Task Scheduler Configuration:

Trigger: Every Saturday at 8:00 PM (after market close, off-peak hours)
Action: Run python processDailyData.py
Conditions: Only run if network available
Settings: Retry on failure (3 attempts, 10-minute intervals)

Error Handling:

Network connectivity checks before API calls
Graceful handling of delisted tickers
Logging of all operations to pipeline.log

Monitoring:

Log file tracks: tickers processed, new records inserted, API errors, execution time
Database includes LastUpdated timestamp per ticker for manual verification

Technical Challenges Solved

Challenge 1: Handling Market Holidays The sMarketCalendar dimension table stores all market holidays (Thanksgiving, Christmas, Good Friday, etc.). The script validates dates against this calendar to avoid requesting data for non-trading days.

Challenge 2: Data Validation Before inserting records, the script validates:

Price fields are numeric and non-negative
Volume is a positive integer
Date falls within reasonable range (not future dates)
OHLC relationship is logical (High >= Open/Close, Low <= Open/Close)

Challenge 3: Duplicate Prevention SQL Server unique constraints on (Date, TickerID) prevent duplicate entries. If the script attempts to insert an existing record (e.g., after a failed run), the database rejects it and continues processing.

Challenge 4: Delisted/Merged Tickers The Ticker table includes an isActive flag. When a ticker is delisted or merged, the script marks it inactive but preserves historical data for analysis. The update script skips inactive tickers to avoid unnecessary API calls.

Performance Metrics

Database Statistics (as of current date):

363 active tickers
3,263,835 daily price records
Average 8,991 days (35 years) of history per ticker
Database size: ~2384.00 MB

Pipeline Execution:

Average runtime: <5 minutes (363 tickers, ~5 new days per week)
API calls per run: ~363 (one per ticker, incremental updates only)
Success rate: >99% (failures due to network/API issues, auto-recover next run)

Use Cases Enabled

This data pipeline supports multiple analytical workflows:

Backtesting Trading Strategies: Query decades of price history to test technical indicators, momentum strategies, or mean reversion across hundreds of stocks.
Statistical Analysis: Calculate rolling correlations, volatility metrics, or sector performance trends using SQL queries or Python pandas.
Machine Learning: Export clean, structured data for training predictive models without manual data preparation.
Portfolio Analysis: Track historical performance of custom portfolios, calculate Sharpe ratios, or analyze drawdown periods.

Future Enhancements

Potential expansions under consideration:

Fundamental Data Integration: Add earnings, P/E ratios, revenue data from financial APIs
Alternative Data Sources: Diversify beyond yfinance (Alpha Vantage, Polygon.io) for accuracy
Web Dashboard: Flask or Streamlit interface for querying and visualizing data

Lessons Learned

1. Local Infrastructure Has Value Cloud services offer convenience, but for personal analytical projects, local SQL Server provides zero ongoing costs, complete control, and no data residency concerns.

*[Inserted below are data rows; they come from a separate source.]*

Issue #8947, opened 2017-07-26
Internal exception while processing message: TypeError: Cannot read property 'get' of undefined


cwohlman:
I created a new app using meteor 1.4.4.1: `meteor create wrong-ddp-package-version-reproduction --release 1.4.4.1`

When I tried to run the app I got this error (on both the client & the server):

```
I20170726-09:56:56.210(-5)? Internal exception while processing message { msg: 'connect',
I20170726-09:56:56.210(-5)?   session: 'C25WdMWFhMqtBW7BT',
I20170726-09:56:56.211(-5)?   version: '1',
I20170726-09:56:56.211(-5)?   support: [ '1', 'pre2', 'pre1' ] } Cannot read property 'get' of undefined TypeError: Cannot read property 'get' of undefined
I20170726-09:56:56.211(-5)?     at withoutInvocation (packages/meteor.js:443:33)
I20170726-09:56:56.212(-5)?     at bindAndCatch (packages/meteor.js:452:33)
I20170726-09:56:56.212(-5)?     at Object._.extend.setInterval (packages/meteor.js:479:24)
I20170726-09:56:56.213(-5)?     at [object Object]._.extend._startHeartbeatIntervalTimer (packages/ddp-common.js:89:44)
I20170726-09:56:56.213(-5)?     at [object Object]._.extend.start (packages/ddp-common.js:84:10)
I20170726-09:56:56.213(-5)?     at new Session (packages/ddp-server/livedata_server.js:318:20)
I20170726-09:56:56.213(-5)?     at [object Object]._.extend._handleConnect (packages/ddp-server/livedata_server.js:1463:29)
I20170726-09:56:56.214(-5)?     at packages/ddp-server/livedata_server.js:1379:18
```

2. Incremental Updates Are Critical Pulling only new data respects API rate limits and makes the pipeline sustainable long-term. Full historical re-downloads would be unsustainable.

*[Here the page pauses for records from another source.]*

PR #9014, opened 2017-08-14
JUnit support for `meteor self-test` test runner.

abernix:
This started as a proof-of-concept, but I think it's worth submitting for consideration.

In an effort to get more fine-grained information out of the `meteor self-test` tool (which is used for testing of Meteor releases during development) and to take advantage of additional features in CircleCI (and other test environments), this introduces a `--junit=output.xml` argument to the `meteor self-test ...` command.

This gains us a couple relatively functionally pleasing features, such as the ability to see [failed tests without scrolling through all the results](https://circleci.com/gh/abernix/meteor/1358) and [CircleCI Insights on test timings](https://circleci.com/build-insights/gh/abernix/meteor/abernix%252Fmore-selftest2).

One of the more important historical pieces of information we will gain with this is the timings of each individual test.  Using this information, which is [stored by CircleCI automatically](https://circleci.com/docs/2.0/parallelism-faster-jobs/#splitting-patterns) in `/.circleci-task-data/circle-test-results/` and also available through their API, we should be able to auto-balance tests using a partitioning algorithm and have our tests all run in as little time as possible.  Though, I think after we gather this information for a week, we may be able to just manually re-balance the containers as well.

This utilizes the JUnit output format as it seems to be the most widely supported by CI environments – if I'm missing some common knowledge here, please do tell.  A standardized, widely-supported, simple JSON format would be nice!  Unfortunately, without that, this has the requirement of generating XML from the `meteor self-test` code.  Given that the structure was relatively simple and I was hesitant to include an XML-building npm (we have [`xmlbuilder`](https://github.com/meteor/meteor/tree/devel/packages/xmlbuilder) already as a Meteor package, used in Cordova, but it's not an individual [isopacket](https://github.com/meteor/meteor/blob/93d0c5f2bad2d75b98ec5ecdacfc6bf1d323a9de/tools/tool-env/isopackets.js#L52-L60)).  If we wanted to, I could change this to auto-install some xml-building package via a similar method as https://github.com/meteor/meteor/pull/8981, though that would require Meteor `release-1.6`.

### DIFF
--- a/tools/tool-testing/selftest.js
+++ b/tools/tool-testing/selftest.js
@@ -1,3 +1,4 @@
+import { inspect } from 'util';
 import { makeFulfillablePromise } from '../utils/fiber-helpers.js';
 import { spawn, execFile } from 'child_process';
 import * as files from '../fs/files.js';
@@ -1605,6 +1606,7 @@ class Test {
     this.fileHash = options.fileHash;
     this.tags = options.tags || [];
     this.f = options.func;
+    this.durationMs = null;
     this.cleanupHandlers = [];
   }
 
@@ -1797,6 +1799,16 @@ function getFilteredTests(options) {
   return new TestList(allTests, tagsToSkip, tagsToMatch, testState);
 };
 
+function groupTestsByFile(tests) {
+  const grouped = {};
+  tests.forEach(test => {
+    grouped[test.file] = grouped[test.file] || [];
+    grouped[test.file].push(test);
+  });
+
+  return grouped;
+}
+
 // A TestList is the result of getFilteredTests.  It holds the original
 // list of all tests, the filtered list, and stats on how many tests
 // were skipped (see generateSkipReport).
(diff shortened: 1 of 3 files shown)


abernix:
For example!  One of the containers failed on this PR, but here's the results: https://circleci.com/gh/meteor/meteor/5617.

Currently, I'm just dumping the whole `test` object in the event of a failure since it seemed mildly helpful in debugging some of the output parsing/wait-time issues, but we could probably refine it a bit.

benjamn:
If you really wanted to get fancy, you could use the `xmlbuilder` Meteor package!

tools/tool-testing/selftest.js
```diff
@@ -1856,8 +1868,108 @@ class TestList {
   // Mark a test's file as having failures.  This prevents
   // saveTestState from saving its hash as a potentially
   // "unchanged" file to be skipped in a future run.
-  notifyFailed(test) {
+  notifyFailed(test, failure) {
     this.fileInfo[test.file].hasFailures = true;
+    test.failure = failure || true;
```
benjamn: I think this should be
```js
notifyFailed(test, failure = true) {
  this.fileInfo[test.file].hasFailures = true;
  test.failure = failure;
}
```
If someone calls `testList.notifyFailed(test, false)`, then `test.failure = failure || true` will set `test.failure` to `true`, which seems surprising.

tools/tool-testing/selftest.js
```diff
@@ -1856,8 +1868,108 @@ class TestList {
...
+
+    files.writeFile(path,
+      [
+        xmlHeader,
+        `<testsuites>`,
+        testSuitesString,
+        `</testsuites>`,
+      ].join('\n'),
+      'utf8',
+    );
```
benjamn: I wasn't really serious about using `xmlbuilder` (via an isopacket) here, and I am *not* asking you to change this code, but this sure is a lot of raw string concatenation!

tools/tool-testing/selftest.js
abernix: I think the signature could be better for this.  Perhaps `notifyFailed(test, failureObject = null)`, and it could set a variable called `test.failed = true` (always) and `test.failureObject = failureObject`.  I'll adjust tomorrow unless there is an objection.

tools/tool-testing/selftest.js
abernix: I know.  I almost did the isopacket approach (and introduced a new one, since `xmlbuilder` is only otherwise built into `cordova-support` and I secretly envisioned that going away and didn't like the idea of adding another isopacket.  Additionally, the `xmlbuilder` package used the `xmlbuilder` which was 7 major versions behind.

3. Star Schema Pays Dividends Initial time spent designing the dimensional model paid off immediately. Queries that would require complex joins in a normalized schema become simple and fast.

4. Automation Requires Intense Error Handling A script that works perfectly when manually executed can fail silently when automated. Logging, validation, and retry logic are non-negotiable.